The search model generation unit
The accelerated search modeling system according to claim 1, wherein a search model is generated by selecting at least one feature and a normalization method for the feature for the search result.

The search model evaluation unit
The accelerated search modeling system according to claim 6, wherein a weight value of each feature selected for the search result is analyzed.

The search model evaluation unit
The accelerated search modeling system according to claim 1, wherein accuracy and correlation are confirmed in real time with respect to the generated search model.

The test collection generation unit
The speedup of claim 1, wherein when the performance of the search model cannot satisfy a preset criterion, the ranking of the search results is rearranged and the generated test collection is regenerated. Search modeling system.

Generating a test collection using search results for the query terms;
Generating a search model capable of determining a correct ranking related to the question word from the test collection;
Evaluating the performance of the search model against the generated search model;
A speed-up search modeling method characterized by including:

The step of generating a test collection comprises
11. The accelerated search modeling method according to claim 10, wherein a test collection for the question word is generated by aligning rankings of the search results.

The step of generating a test collection comprises
11. The accelerated search modeling method according to claim 10, wherein when the ranking of the search results cannot be divided, they can be arranged in the same rank.

The test collection is
The accelerated search modeling method according to claim 10, wherein the search word is a set between the question word and a correct ranking of search results for the question word.

The step of generating a search model includes:
The speed-up search modeling method according to claim 10, wherein a search model is generated using a machine learning method.

The step of generating a search model includes:
11. The accelerated search modeling method according to claim 10, wherein a search model is generated by selecting at least one feature and a normalization method for the feature for the search result.
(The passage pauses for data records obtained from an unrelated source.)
PR #422, opened 2022-06-23
Update of setuptools_scm

lfarv:
The versioning of pyat is handled by `setuptools_scm`. Up to now, a bug prevented storing the generated version number in a python file `_version.py` (just because pyat is not at the root of the git repository). This is now corrected. As a consequence, at run time, we can now import the version number from the `_version` module, rather than extracting it from the metadata of the package. This makes the import of `at` simpler and faster.

There is still a trick to handle python 3.6. Another question is: how long do we still need to support python 3.6?

### DIFF
--- a/pyat/at/__init__.py
+++ b/pyat/at/__init__.py
@@ -1,15 +1,6 @@
 """Python port of the Accelerator Toolbox"""
 
-import sys
-if sys.version_info.minor < 8:
-    from importlib_metadata import version, PackageNotFoundError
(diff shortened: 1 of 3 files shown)


swhite2401:
The python default at ESRF is 3.7, on our side it is ok to drop support for python 3.6

lfarv:
@swhite2401 : I' m just asking the question, it's not urgent but it'll allow some simplifications.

Said step of evaluating the performance of the search model comprises:
The accelerated search modeling method according to claim 15, wherein a weight value of each feature selected for the search result is analyzed.

Said step of evaluating the performance of the search model comprises:
The speed-up search modeling method according to claim 10, wherein accuracy and correlation are confirmed in real time with respect to the generated search model.

The step of generating a test collection comprises
The speed-up according to claim 10, wherein when the performance of the search model cannot satisfy a preset criterion, the ranking of the search results is rearranged and the generated test collection is regenerated. Search modeling method.

A computer-readable recording medium having recorded thereon a program for executing the method according to claim 10.